"Manuals of Faith and Duty"

A small reference tool. Links to Google Books for a charming little set of “golden age of Universalism” doctrinal pocket-books. This is copied from the book notice for #10,  so the missing #7 and #8 shows they weren’t printed in order.  [Later. Found #7.] [Later. Fixed for #8.]

Manuals of Faith and Duty
Edited by Rev. J. S. Cantwell, D.D.

A series of short books in exposition of prominent teachings of the Universalist Church, and moral and religious obligations of believers. They are prepared by writers selected for their ability to present in brief compass an instructive and helpful Manual on the subject undertaken. The volumes are affirmative and constructive in statement, avoiding controversy, while specifically unfolding doctrines.

The Manuals of Faith and Duty are sold at 25 cents each. Uniform in size, style, and price.

I. The Fatherhood of God. By Rev. John Coleman Adams, D.D., Brooklyn, N.Y.
II. Jesus The Christ. By S. Crane. D.D., Earlville, Ill.
III. Revelation. By Isaac Morgan Atwood, D.D., President of the Theological School, Canon, N.Y.
IV. Christ in the Life. By Rev. Warren S. Woodbridge, Medford, Mass.
V. Salvation. By Orello Cone, D.D., President of Buchtel College, Akron, O.
VI. The Birth from Above. By Rev. Charles Follen Lee, Boston, Mass.
VII. The Saviour of the World. By Rev. Charles Ellwood Nash, D.D., Brooklyn, N.Y. (book notice)
VIII. The Church. By Rev. Henry W. Rugg, D.D., Providence, R.I. (1891)
IX. Heaven. By Rev. George Sumner Weaver, D.D., Canton, N.Y.
X. Atonement. by Rev. William Tucker, D.D., Camden, O.
XI. Prayer. by Rev. George H. Deere, D.D., Riverside, Cal.

2 Replies to “"Manuals of Faith and Duty"”

  1. #10 was by the Rev. Dr. William Tucker of Camden, Ohio.

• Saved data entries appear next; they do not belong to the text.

PR #78, opened 2025-02-26
Add backend_kwargs to generate_benchmark_report

jackcook:
This PR adds support for passing additional keyword arguments to the backend used in the `generate_benchmark_report` function. This allows us to use the already-implemented [`request_args` parameter](https://github.com/neuralmagic/guidellm/blob/ecf2984645202eea022cc7c9f245947e2dd5457d/src/guidellm/backend/openai.py#L37) on `OpenAIBackend`, which is needed in order to pass [custom headers/query params/etc](https://github.com/openai/openai-python/blob/3e69750d47df4f0759d4a28ddc68e4b38756d9ca/src/openai/resources/beta/chat/completions.py#L100) to OpenAI chat completion requests.

### DIFF
--- a/src/guidellm/main.py
+++ b/src/guidellm/main.py
@@ -1,5 +1,5 @@
 import asyncio
-from typing import Literal, Optional, Union, get_args
+from typing import Any, Literal, Mapping, Optional, Union, get_args
 
 import click
 from loguru import logger
@@ -197,6 +197,7 @@ def generate_benchmark_report(
     max_requests: Union[Literal["dataset"], int, None],
     output_path: str,
     cont_refresh_table: bool,
+    backend_kwargs: Mapping[str, Any] = {},
 ) -> GuidanceReport:
     """
     Generate a benchmark report for a specified backend and dataset.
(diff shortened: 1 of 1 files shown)


src/guidellm/main.py
```diff
@@ -197,6 +197,7 @@ def generate_benchmark_report(
     max_requests: Union[Literal["dataset"], int, None],
     output_path: str,
     cont_refresh_table: bool,
+    backend_kwargs: Mapping[str, Any] = {},
```
sjmonson: Can you redo this to avoid [mutable arguments](https://github.com/satwikkansal/wtfpython?tab=readme-ov-file#-beware-of-default-mutable-arguments)? Something like the following with a `None` check in the function.

```suggestion
    backend_kwargs: Optional[Mapping[str, Any]] = None,
```

sjmonson (changes requested):

sjmonson (approved):
LGTM

markurtz (approved):
This looks great, thanks for the contribution!

PR #80, opened 2025-02-27
Replace busy wait in async loop with a Semaphore

### LINKED ISSUE #70: GUIDELLM__MAX_CONCURRENCY is off by 1
The number of concurrent requests in throughput mode is always one less then `Settings.max_concurrency`.

**Example**

```sh
export GUIDELLM__MAX_CONCURRENCY="2"

guidellm --target http://localhost:8000/v1 \
         --model meta-llama/Llama-3.2-3B \
         --data-type emulated \
         --data prompt_tokens=512,generated_tokens=2048 \
         --rate-type throughput \
         --max-seconds 300
```

*Observe from server side that number of requests in queue is 1*

sjmonson:
Use a semaphore to concurrency limit the scheduling of new tasks rather than a busy wait. Additionally reduce async sleep at the end of the loop iteration as that is sufficient to cause preemption. As a side effect #70 is fixed by this PR since the offending code has been reworked.

Closes #70

### DIFF
--- a/src/guidellm/scheduler/base.py
+++ b/src/guidellm/scheduler/base.py
@@ -299,13 +299,13 @@ class Scheduler:
         self, benchmark: TextGenerationBenchmark, end_time: float, max_number: float
     ) -> AsyncGenerator[Union[TextGenerationResult, TextGenerationError], None]:
         tasks = []
-        completed = 0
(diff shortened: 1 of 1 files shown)


markurtz (approved):
This looks great!

PR #98, opened 2025-03-04
Changes after rename of CCPPStandardNames --> ESMStandardNames

mkavulich:
- Remove references to CCPP except where relevant
 - Cherry-pick changes to tools/write_standard_name_table.py from release branch that allows for subsections in standard names and markdown table
 - Group CCPP-specific variables into a dedicated section
 - Change some long_name descriptions to remove CCPP-specific wording
 - A few more details in README.md

PR #145, opened 2026-04-13
Fix problems with tools, simplify and add checks with pylint

### LINKED ISSUE #118: Update python scripts to use f-strings
Currently the python scripts located in the `tools` directory use different methods for including variables within strings, usually using either f-strings or the `format()` string method.

For the sake of readability and coding style uniformity, it might be good to modify all of the scripts to only use f-strings, at least for all situations where that is a valid option.

### LINKED ISSUE #144: Need to fix tests to properly recurse subsections
There are multiple tests/tools that do not properly handle XML subsections, and so are currently only reading/checking the standard names in top-level sections:

 - tools/ccpp_meta_stdname_check.py
 - tools/check_name_rules.py
 - tools/check_xml_unique.py

These should be fixed. Along the way, it's probably good to reduce some of the logic/function duplication between tools which accomplish similar things.

mkavulich:
## Description
In the process of trying to add a new tool to check for redundant CF name elements (see #143), I found that our existing tools suffer from a number of issues:

 - Several tools were not updated appropriately to deal with nested sections (#98) so they are not properly checking all the names in the dictionary
   - This meant that there were several redundant standard names that had to be removed
 - A bad merge at some point re-introduced some non-working code from the framework in tools/write_standard_name_table.py; since doctests are not used in this repository, I removed those tests and the un-exercised logic
 - Changes in #142 that standardized the spelling of the schema file left a lot of stub logic that should be removed

This PR resolves those problems. Also, I took the opportunity to clean up the existing tools:
 - Make all python scripts pass pylint with a 10/10 score
   - Removed some old format strings, replacing with f-strings (#118)
 - Standardized the format of comments and multi-line strings
 - Standardized how command-line arguments are named and referenced
 - Removed many unnecessary comments

And finally, I added the check for duplicate cfname elements that was the start of this whole process.

## Issues
Resolves #144, partially resolves #118


tools/lib/xml_tools.py
```diff
@@ -39,129 +39,96 @@ def call_command(commands, logger, silent=False):
...
-            outstr += "{}".format(err.output)
-            raise RuntimeError(outstr)
-        # end if
-    # end of try
+            outstr += f"{err.output}"
+            raise RuntimeError(outstr) from err
     return result
 
-###############################################################################
-def find_schema_file(schema_root, schema_path=None):
```
mkavulich, line 64: Note: this tool is no longer needed since we no longer have the schema version in the filename (#142)

tools/lib/xml_tools.py
```diff
@@ -39,129 +39,96 @@ def call_command(commands, logger, silent=False):
...
         logger.warning(lmsg.format(filename))
-    # end if
     return True # We could not check but still need to proceed
 
 ###############################################################################
 def read_xml_file(filename, logger=None):
 ###############################################################################
     """Read the XML file, <filename>, and return its tree and root"""
-    if os.path.isfile(filename) and os.access(filename, os.R_OK):
-        file_open = (lambda x: open(x, 'r'))
```
mkavulich, line 133: This logic was simplified as a suggestion from pylint

tools/ccpp_meta_stdname_check.py
```diff
@@ -75,46 +51,19 @@ def parse_arguments():
...
     #Parse Argument inputs
     args = parser.parse_args()
 
     return args.metafile_loc, args.stdname_dict
 
-#+++++++++++++++++++++++++++++++++++++++++++++++++++++++++
-#Function to extract standard names from element tree root
-#+++++++++++++++++++++++++++++++++++++++++++++++++++++++++
-
-def get_dict_stdnames(xml_tree_root):
```
mkavulich, line 95: Renamed this function to `get_standard_names_as_set` to avoid confusion (it returns a set, not a dict)

tools/ccpp_meta_stdname_check.py
```diff
@@ -276,90 +202,56 @@ def print_missing_names(missing_names_dict):
...
             print(f"    - {stdname}")
-        #End for
-
-    #End for
 
     print("\n#######################")
 
 #+++++++++++++++++++++++++++++++++++++++++++++++++++++++++
 
-############
```
mkavulich, line 287: This logic isn't really changed all that much, just moved into function `main_func()`; choosing the "Hide whitespace" option will make this bit easier to review.

tools/lib/__init__.py
```diff
@@ -0,0 +1,8 @@
+"""Shared utilities for ESM Standard Names tools."""
```
mkavulich, line 1: This allows us to import these functions directly from tools in the directory above; note the simplified logic in imports at the top of those scripts.

tools/check_name_rules.py
```diff
@@ -31,33 +20,25 @@ def main():
...
     stdname_file = os.path.abspath(args.standard_name_file)
-    tree, root = read_xml_file(stdname_file)
+    _, root = read_xml_file(stdname_file)
 
     # Validate the XML file
-    schema_name = os.path.basename(stdname_file)[0:-4]
     schema_root = os.path.dirname(stdname_file)
-    schema_path = os.path.join(schema_root,schema_name)
-    schema_file = find_schema_file(schema_path)
-    if schema_file:
```
mkavulich, line 47: Removed several of these schema file checks, since `validate_xml_file` function already checks for its existence

tools/check_name_rules.py
```diff
@@ -70,9 +51,6 @@ def main():
         if violations:
             violators[sname] = violations
 
-    if violators:
```
mkavulich, line 73: We want to check all violations, not just the first set to fail

tools/check_xml_unique.py
```diff
@@ -42,38 +27,37 @@ def parse_command_line(args, description):
...
-            raise ValueError(f"Invalid standard names file, {stdname_file}")
-    else:
-        raise ValueError(f'Cannot find schema file, {schema_name}')
+    schema_path = os.path.join(schema_root,"standard_names.xsd")
+    validate_xml_file(stdname_file, schema_path, logger=None, error_on_noxmllint=True)
 
     #get list of all standard names
     all_std_names = []
-    for name in root.findall('./section/standard_name'):
+    for name in root.findall('.//standard_name'):
```
mkavulich, line 46: The change that started this whole rabbit hole: we need to check for ALL standard_name entries, not just the top-level ones

tools/check_xml_unique.py
```diff
@@ -88,30 +72,16 @@ def main_func():
     if len(dup_std_names)>0:
         print(f'The following duplicate {args.field} entries were found:')
         for dup in dup_std_names:
-            rm_elements = root.findall(f'./section/standard_name[@{args.field}="{dup}"]')[1:]
+            if args.field == 'cfname':
+                rm_elements = root.findall(f'.//standard_name[cfname="{dup}"]')[1:]
+            else:
+                rm_elements = root.findall(f'.//standard_name[@{args.field}="{dup}"]')[1:]
             print(f"{dup}, ({len(rm_elements)} duplicate(s))")
-        if args.overwrite:
```
mkavulich, line 93: I made a judgement call here that we always want to manually resolve duplicate entries. Doing it automatically seems prone to error (e.g. they were intended to be separate entries but had the same standard name due to a typo).

tools/write_standard_name_table.py
```diff
@@ -70,25 +57,9 @@ def convert_text_to_link(text_str):
     return link_str
 
 ########################################################################
-def standard_name_to_description(prop_dict, context=None):
+def standard_name_to_description(prop_dict):
 ########################################################################
-    """Translate a standard_name to its default description
```
mkavulich, line 75: These checks were remnants from code originally copied from the framework, and have no function here

tools/write_standard_name_table.py
```diff
@@ -98,33 +69,22 @@ def standard_name_to_description(prop_dict, context=None):
...
             description = ''
-        # end if
         # Next, substitute a decimal point for the p in [:digit]p[:digit]
         match = _REAL_SUBST_RE.match(description)
         while match is not None:
             description = match.group(1) + '.' + match.group(2)
             match = _REAL_SUBST_RE.match(description)
-        # end while
     else:
-        description = ''
```
mkavulich, line 109: More logic leftover from ccpp-framework

tools/write_standard_name_table.py
```diff
@@ -288,44 +237,19 @@ def main_func():
...
-    if not schema_file:
-        raise ValueError(f'Cannot find schema file {schema_name}')
-    # end if
-
-    try:
-        emsg = "Invalid standard names file, {}".format(stdname_file)
-        file_ok = validate_xml_file(stdname_file, schema_name,
-                                     None, schema_path=schema_root,
-                                     error_on_noxmllint=True)
-    except ValueError as valerr:
```
mkavulich, line 303: This is convoluted logic to catch an error raised by the `validate_xml_file` function....it's way simpler and better practice to just let the exception be raised and reference the resulting error trace.

mkavulich (commented):
Including some comments to make reviews easier

tools/ccpp_meta_stdname_check.py
```diff
@@ -25,43 +25,19 @@
...
-
-_CURR_DIR = os.path.dirname(os.path.abspath(__file__))
-sys.path.append(os.path.join(_CURR_DIR, "lib"))
-
-#######################################
-#Import needed framework python modules
-#######################################
-
-from xml_tools import read_xml_file
+#Import custom helper functions from lib/ directory
```
climbfuji:
```suggestion
# Import custom helper functions from lib/ directory
```

tools/ccpp_meta_stdname_check.py
```diff
@@ -140,45 +89,27 @@ def find_metafile_stdnames(metafile_obj):
...
             #Attempt to find string index for "equals" sign:
             equals_index = line.find("=")
-
-            #Check if an equals sign actually
-            #exists:
             if equals_index != -1:
 
-                #If so, then extract all text to the right
-                #of the equals sign:
+                #uxtract all text to the right of the equals sign
```
climbfuji:
```suggestion
                # uxtract all text to the right of the equals sign
```
Please add a space for every comment between `#` and the text.

tools/check_xml_unique.py
climbfuji: It triggered a lot of good changes, though!

tools/check_xml_unique.py
```diff
@@ -42,38 +27,37 @@ def parse_command_line(args, description):
...
-            all_std_names.append(name.attrib[args.field])
+            if args.field == 'cfname':
+                # Extract from cfname subelement
+                cfname_elem = name.find('cfname')
+                if cfname_elem is not None and cfname_elem.text is not None:
+                    all_std_names.append(cfname_elem.text.strip())
+                elif args.debug:
+                    print(f"WARNING: no cfname subelement for standard name {name.attrib['name']}")
+            else:
+                # Extract from attribute
```
climbfuji, line 56: Here there's a space. There should one for every comment.

tools/check_xml_unique.py
climbfuji: Agreed

tools/write_standard_name_table.py
climbfuji: Agreed. I see this all the time in the ccpp-framework code.

climbfuji (changes requested):
Great stuff. Thanks for all the cleanup work and improvements.

Only one change request for the format of comments.

mkavulich:
@climbfuji Thanks for the suggestion, I have updated all comments in that file (and fixed a misspelling I noticed)

climbfuji (approved):

svahl991 (approved):

.github/workflows/pull_request_ci.yml
```diff
@@ -8,6 +8,27 @@ on:
       - release/*
 
 jobs:
+  check-tools:
+    name: Pylint all python files under tools/
+    runs-on: ubuntu-latest
+    steps:
+      - name: Checkout repository
+        uses: actions/checkout@v4
```
nusbaume, line 16: It probably doesn't matter, but technically `checkout` is now up to `v6`:


```suggestion
        uses: actions/checkout@v6
```

.github/workflows/pull_request_ci.yml
```diff
@@ -8,6 +8,27 @@ on:
...
+
+      - name: Setup Python
+        uses: actions/setup-python@v4
```
nusbaume, line 19: This could also be bumped up to `v5`:


```suggestion
        uses: actions/setup-python@v5
```

tools/lib/xml_tools.py
```diff
@@ -39,129 +39,96 @@ def call_command(commands, logger, silent=False):
...
-        # end if
         result = cproc.returncode == 0
     except (OSError, RuntimeError, subprocess.CalledProcessError) as err:
         if silent:
             result = False
         else:
             cmd = ' '.join(commands)
-            emsg = "Execution of '{}' failed with code:\n"
+            emsg = "Execution of '{cmd}' failed with code: {err.returncode}\n"
             outstr = emsg.format(cmd, err.returncode)
```
nusbaume: I think this is missing the `f` at the start of the string, plus we can just name it "outstr" from the start without the `format` statement:


```suggestion
            outstr = f"Execution of '{cmd}' failed with code: {err.returncode}\n"
```

tools/lib/xml_tools.py
```diff
@@ -39,129 +39,96 @@ def call_command(commands, logger, silent=False):
...
 ###############################################################################
     """
     Find the appropriate schema and validate the XML file, <filename>,
     against it using xmllint
     """
     # Check the filename
     if not os.path.isfile(filename):
-        raise ValueError("validate_xml_file: Filename, '{}', does not exist".format(filename))
-    # end if
+        raise ValueError("validate_xml_file: Filename, '{filename}', does not exist")
```
nusbaume: I think you need an `f` here for this string:


```suggestion
        raise ValueError(f"validate_xml_file: Filename, '{filename}', does not exist")
```

tools/lib/xml_tools.py
```diff
@@ -39,129 +39,96 @@ def call_command(commands, logger, silent=False):
...
-    # end if
-    if not schema_path:
-        # Find the schema file
-        thispath = os.path.abspath(__file__)
-        pdir = os.path.dirname(os.path.dirname(os.path.dirname(thispath)))
-        schema_path = os.path.join(pdir, 'schema')
-    # end if
-    schema_file = find_schema_file(schema_root, schema_path)
-    if not (schema_file and os.path.isfile(schema_file)):
+        raise ValueError("validate_xml_file: Cannot open '{filename}'")
```
nusbaume: I think you need an `f` here as well:


```suggestion
        raise ValueError(f"validate_xml_file: Cannot open '{filename}'")
```

tools/lib/xml_tools.py
```diff
@@ -39,129 +39,96 @@ def call_command(commands, logger, silent=False):
...
-    # end for
     _LOGGER.addHandler(logging.NullHandler())
     try:
         # First, run doctest
         import doctest
         doctest.testmod()
     except ValueError as cerr:
-        print("{}".format(cerr))
-# no else:
+        print("{cerr}")
```
nusbaume: Need an `f` here as well:


```suggestion
        print(f"{cerr}")
```

nusbaume (approved):
Thanks for the tool improvements @mkavulich!  I found some f-strings that are missing the "f", and some possible Github Action versions updates, but otherwise everything looked good to me!

mkavulich:
@nusbaume Thanks for catching that missing f-string notation. I'll make the github action version upgrades in a subsequent PR.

I once served the last Universalist church in that same Ohio county. At the beginning of World War 1 Prebble County had 4 Universalist churches (Camden, Eaton, New Paris, Eldorado). By the end of World War 2 there were 2 churches (Eaton and Eldorado). Today there is only 1 (Eaton closed in the late 1950’s).

    The Camden church was a particullarly unstable critter. The Ohio Convention called it a church; and yes it had a small chapel building that some family donated. But today we would consider it more of a preaching station. There were years when there appears to be no membership. Some years it was officially inactive, only to be revived a few years later. This on-again off-again cycle repeated itself over and over again until the Ohio Convention finally sold the chapel to a Baptist group.

    What an odd settlement for William Tucker. I hope he was either circuit riding, or also working as a school teacher (common Universalist practices). Because I do not see how any minister could have survived solely on the Camden church’s support.